*** Opening of INFORMATION GIVEN ***

PR #693, opened 2025-03-27
Preserve nullability information while transfering DecimalVector and Decimal256Vector

### LINKED ISSUE #692: [arrow-vector] Zero-copy transfer of DecimalVector and Decimal256Vector is losing nullability information

In the main branch, `DecimalVector` and `Decimal256Vector` are losing nullability information during a zero-copy transfer. It currently **forces** a nullable `FieldType` onto the "to" `ValueVector`.

The deficiency in the code is in `DecimalVector.TransferImpl` class when trying to get a transfer  `getTransferPair(String, BufferAllocator)` creating a `DecimalVector` with a nullable `FieldType` (although the "from" ValueVector's FieldType is non-nullable):
https://github.com/apache/arrow-java/blob/48a20ba91605ebb44df845671782acd8f869bd4b/vector/src/main/java/org/apache/arrow/vector/DecimalVector.java#L563-L569

Note that all the other (at least the primitive) `ValueVector`s are transferred without losing nullability information by using the "from" `ValueVector`'s field. E.g.:
https://github.com/apache/arrow-java/blob/48a20ba91605ebb44df845671782acd8f869bd4b/vector/src/main/java/org/apache/arrow/vector/BigIntVector.java#L319-L324

---

To **reproduce** the issue: add the following test in `src/test/java/org/apache/arrow/vector/TestDecimalVector.java` to see it fail.
```java
  @Test
  public void testGetTransferPairWithoutFieldNonNullable() {
    final FieldType decimalNonNullableType =
        new FieldType(false, new ArrowType.Decimal(10, scale), null);
    final DecimalVector fromVector =
        new DecimalVector("decimal", decimalNonNullableType, allocator);
    final TransferPair transferPair =
        fromVector.getTransferPair(fromVector.getField().getName(), allocator);
    final DecimalVector toVector = (DecimalVector) transferPair.getTo();

    // These asserts fail
    assertSame(fromVector.getField().isNullable(), toVector.getField().isNullable());
    assertSame(fromVector.getField().getFieldType(), toVector.getField().getFieldType());
  }
```

bodduv:
## What's Changed

This PR proposes to use the "from" `ValueVector`'s field while transferring `DecimalVector` and `Decimal256Vector` to preserve nullability information. This is to have similar behavior with all the other primitive value vectors. Note that the `FieldType` of the value vector has nullability information.

Closes #692 .

### DIFF
--- a/vector/src/main/java/org/apache/arrow/vector/Decimal256Vector.java
+++ b/vector/src/main/java/org/apache/arrow/vector/Decimal256Vector.java
@@ -566,9 +566,7 @@ public final class Decimal256Vector extends BaseFixedWidthVector
     Decimal256Vector to;
 
     public TransferImpl(String ref, BufferAllocator allocator) {
-      to =
-          new Decimal256Vector(
-              ref, allocator, Decimal256Vector.this.precision, Decimal256Vector.this.scale);
+      to = new Decimal256Vector(ref, Decimal256Vector.this.field.getFieldType(), allocator);
     }
 
     public TransferImpl(Field field, BufferAllocator allocator) {
--- a/vector/src/main/java/org/apache/arrow/vector/DecimalVector.java
+++ b/vector/src/main/java/org/apache/arrow/vector/DecimalVector.java
@@ -564,8 +564,7 @@ public final class DecimalVector extends BaseFixedWidthVector
     DecimalVector to;
 
     public TransferImpl(String ref, BufferAllocator allocator) {
-      to =
-          new DecimalVector(ref, allocator, DecimalVector.this.precision, DecimalVector.this.scale);
+      to = new DecimalVector(ref, DecimalVector.this.field.getFieldType(), allocator);
     }
 
     public TransferImpl(Field field, BufferAllocator allocator) {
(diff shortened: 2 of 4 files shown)


vector/src/main/java/org/apache/arrow/vector/Decimal256Vector.java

*** Close of INFORMATION GIVEN ***

**PROBLEM DETAILS:** Go through the records and copy each line with "final" in it.

**RESPONSE BELOW:**
    final FieldType decimalNonNullableType =
    final DecimalVector fromVector =
    final TransferPair transferPair =
    final DecimalVector toVector = (DecimalVector) transferPair.getTo();
@@ -566,9 +566,7 @@ public final class Decimal256Vector extends BaseFixedWidthVector
@@ -564,8 +564,7 @@ public final class DecimalVector extends BaseFixedWidthVector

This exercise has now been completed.